On Approximability of Satisfiable k-CSPs: V

TL;DR

This paper introduces a new framework for analyzing the approximability of satisfiable k-CSPs, combining hybrid algorithms and a novel invariance principle to extend prior theoretical results.

Contribution

It develops a hybrid approximation algorithm and a matching dictator vs. quasirandom test, along with the mixed invariance principle, advancing the understanding of Max-CSPs.

Findings

Proposes a new hybrid approximation algorithm for Max-CSPs.

Introduces the mixed invariance principle extending Mossel et al.'s work.

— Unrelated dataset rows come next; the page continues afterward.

PR #2825, opened 2019-09-29
Cleanup a few things and add inline everywhere

SteveBronder:
#### Submission Checklist

- [x] Declare copyright holder and open-source license: Steve Bronder

#### Summary

Was reading through the code this weekend and thought I'd tidy up a bit while I was reading along. This is mostly a cleanup PR with 1 or 2 places that actually need attention. Changes are

1. Most functions are given the `inline` keyword. There are a lot of functions that are just one liners pointing to another function. These tend to be pretty good inline candidates so we do that.

2. variables that could be made `const` are given `const`.

3. If we only defined a copy constructor with values for the members unchanged it was removed. Defining a default copy constructor without a move constructor will cause the class to always copy. Removing the copy constructor let's the compiler construct the default copy and move constructors.

4. Access to an `Eigen::Vector` is done through `coeffRef()` which avoids a bounds checks (see [here](https://github.com/stan-dev/stan/compare/cleanup/remove-hamiltonian-nondefault-constructors?expand=1#diff-b20865daa5090b1668966d1f994bd16fL160) for an example).

5. Replaced references of `.at()` for vectors with `operator[]` as `.at()` causes a bounds check (ex [here](https://github.com/stan-dev/stan/compare/cleanup/remove-hamiltonian-nondefault-constructors?expand=1#diff-f77e0518704ff5f9096751d4bb6e3593L58)).

6. When filling a vector of strings `emplace_back()` is called instead of `push_back()`.

7. When only one non-default constructor existed that set default values for the members we use default member initialization directly in the class instead of declaring those defaults in the initialization list (ala [here](https://github.com/stan-dev/stan/compare/cleanup/remove-hamiltonian-nondefault-constructors?expand=1#diff-4eb84e42fa085ef0ffa363cee96699e9L52) and [here](https://github.com/stan-dev/stan/compare/cleanup/remove-hamiltonian-nondefault-constructors?expand=1#diff-238982cc1442b4ec37ff0b0f6e4e223bL13)). This is more "future safety" than anything so that if we define a new constructor for those classes and left out one initial value than it will at least have a default value to fall back to.

8. If we can use range based initializers for vectors and Eigen classes, we do. (ala [here](https://github.com/stan-dev/stan/compare/cleanup/remove-hamiltonian-nondefault-constructors?expand=1#diff-cb0068efe193585ef119932a99775bb7R79)

**The below needs looked at with scrutiny**

8. There was some very weird indexing happening in [`grad_hess_log_prob.hpp`](https://github.com/stan-dev/stan/compare/cleanup/remove-hamiltonian-nondefault-constructors?expand=1#diff-7940738e6b6bc01877b0b43e26a37ff1) where we would grab a reference to a 'row' in the vector representing the hessian. That was weird so I ripped it out and just do normal indexing. This also showed me that we have a very weird memory access pattern when we fill in that vector representing the hessian. I couldn't figure out a nicer access pattern but also don't know how much we use that particular function so I let it go. Also the diagonal is being incremented twice, idk if that's intended or not.

9. The class [`window_adaption`](https://github.com/stan-dev/stan/compare/cleanup/remove-hamiltonian-nondefault-constructors?expand=1#diff-29b7e8878df34d44fbde2e245fdb0e21) was setting the default value of `adapt_next_window_` to `-1`, but `adapt_next_window_` is declared an `unsigned int` so it's default was actually `MAX_UINT` of the operating system. idk what's intended there but that feels like naughty behaviour. I declared `adapt_next_window_` to be `int` and gave it a value of `-1`. Though I feel like that's wrong as well. What should the default value be there?

10. `fast_vector_copy` and `fast_matrix_copy` of [`ps_point`](https://github.com/stan-dev/stan/compare/cleanup/remove-hamiltonian-nondefault-constructors?expand=1#diff-f77e0518704ff5f9096751d4bb6e3593L24) were removed. A copy is a copy is a copy, idt that method was any faster than what the compiler would do

#### Intended Effect

Very teeny optimizations should help the compiler a bit. 

#### How to Verify

Everything here is just a condiment on the sandwich of optimization so I think all of the normal tests passing are fine.

#### Side Effects

Hopefully none

#### Documentation

Just a refactor but happy to add docs in places

#### Copyright and Licensing

### DIFF
--- a/src/stan/command/stanc_helper.hpp
+++ b/src/stan/command/stanc_helper.hpp
@@ -333,7 +333,9 @@ inline int stanc_helper(int argc, const char* argv[], std::ostream* out_stream,
         out.close();
         break;
       }
-      default: { assert(false); }
+      default: {
+        assert(false);
+      }
     }
 
     if (!valid_input) {
--- a/src/stan/command/stanc_helper.hpp
+++ b/src/stan/command/stanc_helper.hpp
@@ -333,9 +333,7 @@ inline int stanc_helper(int argc, const char* argv[], std::ostream* out_stream,
         out.close();
         break;
       }
-      default: {
-        assert(false);
-      }
+      default: { assert(false); }
     }
 
     if (!valid_input) {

Provides a matching dictator vs. quasirandom test with perfect completeness.

Abstract

We propose a framework of algorithm vs. hardness for all Max-CSPs and demonstrate it for a large class of predicates. This framework extends the work of Raghavendra [STOC, 2008], who showed a similar result for almost satisfiable Max-CSPs. Our framework is based on a new hybrid approximation algorithm, which uses a combination of the Gaussian elimination technique (i.e., solving a system of linear equations over an Abelian group) and the semidefinite programming relaxation. We complement our algorithm with a matching dictator vs. quasirandom test that has perfect completeness. The analysis of our dictator vs. quasirandom test is based on a novel invariance principle, which we call the mixed invariance principle. Our mixed invariance principle is an extension of the invariance principle of Mossel, O'Donnell and Oleszkiewicz [Annals of Mathematics, 2010] which plays a crucial role in Raghavendra's work. The mixed invariance principle allows one to relate 3-wise correlations over discrete probability spaces with expectations over spaces that are a mixture of Guassian spaces and Abelian groups, and may be of independent interest.